Gerardo Molina. Profesor – Poeta y Escritor . Uruguay   

gerardomolinacastrillo@gmail.com  

 

“La abuela francesa” de Luján Fraix, 200 páginas, Amazon, España.

La novela es una verdadera epopeya familiar, desde los tatarabuelos suizos de la autora Juan José y Francisca que, en la segunda mitad del siglo XIX (1865) se largaron a “la aventura de América” hasta la mítica Melanie, ya en tierra argentina -máxima heroína de la obra- , pasando por las distintas generaciones, cada una con sus luchas, triunfos y fracasos, alegrías y tristezas, esperanzas y desazones, historias personales admirables hasta María -en nuestra época- la talentosa y admirada autora amiga.

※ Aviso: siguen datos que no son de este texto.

PR #50, opened 2021-02-25
Always inline CSS on AMP pages to avoid needing to fetch

westonruter:
The AMP plugin inlines all CSS into the `style[amp-custom]` element. External stylesheets referenced by `link` elements get fetched and are then processed (minification and tree shaking). Having them be inline from the start avoids the need to fetch them from the filesystem (or worse) over HTTP.


tomusborne:
Thanks for this! Merged into our `release/1.3.2` branch that is being released next week. Appreciate it!

PR #61, opened 2021-06-04
Allow empty strings in Container padding

tomusborne:
Originally I believe the padding values were set to the `number` type which prevents them from being emptied. An empty string !== a number, so the default would always come back on editor reload. The solution was to force a `0` value if the field was emptied.

However, we switched to the `string` number type before release, and I'm not sure those forced `0` values are necessary anymore.


JeanPaiva (approved):
Looks good.

tomusborne:
Just updated this to merge into https://github.com/tomusborne/generateblocks/tree/try-default-removal.

JeanPaiva (approved):
The amount of deleted lines is so enjoyable. All good.

PR #63, opened 2021-06-09
Process widget content for block styling

tomusborne:
First try at this. It works, but I don't love it.

Some issues:

* It processes ALL widgets, even ones that don't appear on the current page. This means we're adding CSS to all pages for GB blocks that might not appear there.
* Performance impact?
* If the CSS is being served via an external file, that file needs to be regenerated every time a widget area is saved or the changes won't take place.

I think this opens the need for us to have a mechanism to always serve certain CSS inline vs. in the external file. CSS for widgets shouldn't be included in the external file.

### DIFF
--- a/includes/functions.php
+++ b/includes/functions.php
@@ -747,3 +747,72 @@ function generateblocks_get_svg_shapes() {
 		)
 	);
 }
+
+/**
+ * Loops through all registered widget areas and collects their data.
+ *
+ * @since 1.4.0
+ */
+function generateblocks_get_all_widget_data() {
+	global $wp_registered_sidebars;
+
+	$output = array();
+
+	foreach ( $wp_registered_sidebars as $sidebar ) {
+		if ( empty( $sidebar['name'] ) ) {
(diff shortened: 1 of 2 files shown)


tomusborne:
I think this is better now. One issue is that it uses `wp_get_sidebars_widgets()`, which is private: https://developer.wordpress.org/reference/functions/wp_get_sidebars_widgets/

I'm not sure why, exactly. I suppose we could extract the parts we need and ditch the function.

It still processes all widgets, even if they're not on the current page. I'm not sure a mechanism exists in WP to only target widgets on the current page. However, it will only add its CSS to an external file if GB blocks exist in the post content, so it should default to inline if that's not the case.

Performance shouldn't be an issue - looks like it's only one addition `get_option()` call.

Only way I could find to regenerate the CSS files on widget save was using the `widget_update_callback` filter. Seems to work.

JeanPaiva (approved):
It's way more cleaner. I want to test this with WP 5.8

PR #66, opened 2021-06-14
Style our blocks in the widget areas

tomusborne:
Original pull here: https://github.com/tomusborne/generateblocks/pull/63

Now going to merge this into 1.3.4 as a patch release for WP 5.8.

One issue with this PR is that it uses wp_get_sidebars_widgets(), which is private: https://developer.wordpress.org/reference/functions/wp_get_sidebars_widgets/

I'm not sure why, exactly. I suppose we could extract the parts we need and ditch the function.

### DIFF
--- a/includes/class-enqueue-css.php
+++ b/includes/class-enqueue-css.php
@@ -45,6 +45,7 @@ class GenerateBlocks_Enqueue_CSS {
 		add_action( 'save_post', array( $this, 'post_update_option' ), 10, 2 );
 		add_action( 'save_post_wp_block', array( $this, 'wp_block_update' ), 10, 2 );
 		add_action( 'init', array( $this, 'enqueue_assets' ) );
+		add_filter( 'widget_update_callback', array( $this, 'force_file_regen_on_widget_save' ) );
 	}
 
 	/**
@@ -434,6 +435,17 @@ class GenerateBlocks_Enqueue_CSS {
 	 */
 	public function update_saved_time() {
 		update_option( 'generateblocks_dynamic_css_time', time() );
+	}
+
+	/**
+	 * Force CSS files to regenerate after a widget has been saved.
+	 *
+	 * @param array $instance The current widget instance's settings.
+	 */
+	public function force_file_regen_on_widget_save( $instance ) {
+		update_option( 'generateblocks_dynamic_css_posts', array() );
+
+		return $instance;
 	}
 }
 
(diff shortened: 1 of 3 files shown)


JeanPaiva:
@tomusborne why not do something like this:

```php
function generateblocks_do_widget_styling( $content ) {
	$widget_blocks = get_option('widget_block');

	foreach ($widget_blocks as $key => $block) {
		if (preg_match('/(wp:generateblocks\/)/', $block['content'])) {
			$content .= $block['content'];
		}
	}

	return $content;
}
```

As far I saw WP saves all Widgets in `wp_options:widget_block`, the full html content. Other possibility is to hook after widget save and save the proper data the way we want.

tomusborne:
Is it really that easy? I spent so looking trying to find where they store the widget content.

JeanPaiva:
I think so, we have to run a lot of tests, but this pretty much did the job.

Here's GP:
Screenshot 2021-06-18 132622

Here's 2021 theme:
Screenshot 2021-06-18 132548

JeanPaiva (approved):
Tested on GP and 2021 theme. All good.

tomusborne:
Awesome, were you able to do any performance checks on `preg_match()` when a lot of widget  content exists?

JeanPaiva:
@tomusborne tested with 10 widgets here's the results:

Using preg_match:
preg_match

Using strpos:
strpos

The difference is not that big, and was tested in a controlled environment. `strpos` performed a bit better, I think we can switch to it. Not a huge gain, but one bit at a time.

tomusborne:
Awesome. I'm curious, what happens if we don't check at all and just feed all the content through it? Any difference?

JeanPaiva:
@tomusborne I did a couple more tests with 20 widgets:

`array_reduce` without checking the GB string:
reduce_without_check

`foreach` and `strpos`:
foreach_and_strpos

`foreach` without the check. It's the best result of all.
foreach_without_check

Here's the fastest solution:
```php
	$widget_blocks = get_option( 'widget_block' );

	foreach ( (array) $widget_blocks as $block ) {
		if ( isset( $block['content'] ) ) {
			$content .= $block['content'];
		}
	}

	return $content;
```

tomusborne:
That's as simple as it gets. Love it. Thanks for the performance tests!

JeanPaiva (approved):

PR #67, opened 2021-06-14
Prevent memory leak when reusable block is inside itself

tomusborne:
Right now there is a memory leak that happens if a user adds a reusable block inside of itself. This PR prevents that leak from happening by adding the reusable block ID into an array and checking against that array before parsing reusable blocks.


JeanPaiva:
@tomusborne could not test this issue properly. Not sure if I'm testing correctly, but there's something weird with the frontend even with in the branch. I think we need to sync, let me know.

JeanPaiva (approved):

PR #68, opened 2021-06-21
Fix block categories in WP 5.8

tomusborne:
In the WP 5.8 widget area, GB blocks are uncategorized as WP introduced a new filter and didn't add backwards-compatibility in the widget area (guessing): https://www.screencast.com/t/fiy3Ugzln

This should fix that issue while maintaining compatibility with versions prior to 5.8.

### DIFF
--- a/includes/general.php
+++ b/includes/general.php
@@ -120,7 +120,11 @@ function generateblocks_do_block_editor_assets() {
 	);
 }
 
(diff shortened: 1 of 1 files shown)


JeanPaiva (approved):
Tested on 5.7.2 and 5.8 RC both working now.

Issue #70, opened 2021-07-07
Number attributes with defaults can't be cleared


tomusborne:
### Description
Right now, any `number` attribute with a default value can't be cleared to have no value. After saving, the default value simply comes back.

Right now, we fight this by adding a `0` value to these fields if they're emptied. This method works sometimes, but it:

1. Outputs CSS even if it's not necessary.
2. Doesn't allow Global Styles (GB Pro) to take over the local styling.
3. Doesn't allow you to set a grid item width to nothing.

### Steps to reproduce
Find a `number` type attribute (grid gaps, grid item width) and try to remove the default.

#### Expected behavior
The field should allow you to empty the default and it should remain empty.

#### Actual behavior
The field either doesn't allow you to empty it, or the default comes back on page reload.

#### Solution
We need to remove the defaults from these fields so they are able to be empty.

Simply removing the defaults will cause designs to change when users update, so we need to save the old defaults as static values when the user updates.

The following fields need to be changed. We'll handle them in different PRs.

- [x] Grid item widths - https://github.com/tomusborne/generateblocks/pull/92
- [x] Grid horizontal gap - https://github.com/tomusborne/generateblocks/pull/75
- [x] Grid vertical gap - https://github.com/tomusborne/generateblocks/pull/75
- [x] Gradients - https://github.com/tomusborne/generateblocks/pull/93

JeanPaiva:
@tomusborne I'll prioritize working on GP 3.1.0 for now. The PR's associated here I'll review them later this week.

tomusborne:
All of these are complete with the exception of the Container width option. I think that might be the one option that makes sense to have a default. However, I think we need to add an option the user can set for it in GenerateBlocks > Settings.

PR #71, opened 2021-07-07
Convert grid gap attributes to strings

tomusborne:
Related: https://github.com/tomusborne/generateblocks/issues/70

This converts the grid-gap options to the `string` type so we can clear them if needed.

Obviously, it's important that existing grid gap values our users have set are fully retained when they update. From my tests everything seems good to go, but it would be great to get some further testing.

1. Set up a page using master with a couple different grids.
2. Set one grid to use default horizontal gap, custom vertical gap.
3. Set another grid to use two custom gap values.
4. Update to this branch and check the front-end - all good?
5. Load the page in the editor - all good?
6. Save the page and view the front-end - all good?

This should get us closer to fixing this: https://community.generateblocks.com/t/global-styles-for-grids/66


tomusborne:
This is no longer needed now that we're removing defaults: https://github.com/tomusborne/generateblocks/pull/92

PR #72, opened 2021-07-07
Convert width attributes to strings

tomusborne:
Related https://github.com/tomusborne/generateblocks/issues/70, https://github.com/tomusborne/generateblocks/pull/71

This converts our grid item `width` attributes to `strings` so we can clear them easily.

Like the others, we should ensure that users retain their existing default and custom values when they update to this.

This PR also introduces a custom `RangeControl` component. The core component doesn't accept empty values (as it's built to work with `number` attributes). This one accepts empty values so it will work nicely with our `string` values.


tomusborne:
This is no longer needed now that we're removing defaults: https://github.com/tomusborne/generateblocks/pull/92

PR #75, opened 2021-07-14
Remove default attributes

tomusborne:
This is the first try at removing/replacing a block attribute default in a backward-compatible way.

Basically, we do the following:

1. Provide a function with our old default(s) we're replacing. This function returns through the defaults filter so we can account for filtered values and retain them.
2. In the editor, we check if the option has a value. If it doesn't, it means the user never saved an option and was using the default. So, we get the default from our function mentioned above and save it for them. This only runs once as we set `blockVersion` and check against it.
3. On the front-end, we hijack the setting with the defaults from our legacy defaults function. This only runs until the user saves the block (as `blockVersion` is then set).

This PR should:

1. Retain existing non-default values.
2. Set the previous default value as a static value when the block is loaded in the editor.
3. Use the previous default value on the front-end until the above happens
4. Not set the old default if the block is using a global style

If this system works, we can re-use it to remove default values from all of our blocks. This will close #71 and #72 as having an empty default will allow number attributes to be cleared.

If the logic makes sense and covers all angles we should look at cleaning it up so it's re-usable across multiple options.


JeanPaiva:
@tomusborne this is working fine if you have an old page and a new page, it's showing the 'horizontalGap' on the block settings. But if with my added filter to change the default it's not working as expected. I'll give it a try on this.

```php
add_filter('generateblocks_defaults', function($defaults) {
	$defaults['gridContainer']['horizontalGap'] = 20;

	return $defaults;
});
```

tomusborne:
If a user is setting a value like that using a filter, nothing should change for them. Our default change shouldn't affect them at all, so their blocks should continue to use that `20` default.

tomusborne:
Some scenarios we should account for:

1. User has added a block and kept the default values (changed nothing). Updating to this version should not change the default values - nothing should change for them. This PR should save the old default as a static value.
2. User has added a block and changed the default values (using static values). Updating should not affect their block.
3. User has used the `generateblocks_defaults` filter to add custom defaults and added a block using these new defaults. Updating should not affect their block.

JeanPaiva (approved):
All good

src/utils/set-block-version/index.js
```diff
@@ -0,0 +1,7 @@
+export default function setBlockVersion( props, blockVersion ) {
+	if ( 'undefined' === typeof props.attributes.blockVersion || props.attributes.blockVersion < blockVersion ) {
```
JeanPaiva, line 2: I think you can remove this function and do something like this:

```js
if ( isBlockVersionLessThan( props.attributes.blockVersion, 2 ) ) {
  setAttributes( { blockVersion: 2 } );
}
```

JeanPaiva (approved):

Se destacan, además, páginas antológicas como -por ejemplo- el retrato que hace de Melanie, la Gra- Mamá. Paralelamente al desarrollo de la obra, con más de historia que de ficción, la autora va integrando el contexto americano y europeo de la época, lo que da al lector un panorama real completo del tiempo y del espacio y nos hace viajar con ella hasta volver a centrarnos en el campo y ciudades de la provincia de Santa Fe como la capital y otras más pequeñas que tienen un gran peso en la trama. A propósito, Luján Fraix nos escribe: Por supuesto que hay ficción porque sino no hubiera podido enlazar las secuencias, pero está basado en todo lo que mi papá me contaba de aquellos años. La bisabuela estuvo siempre presente en mi vida a través de mi padre y es por eso que decidí escribir esta historia allá por 1994.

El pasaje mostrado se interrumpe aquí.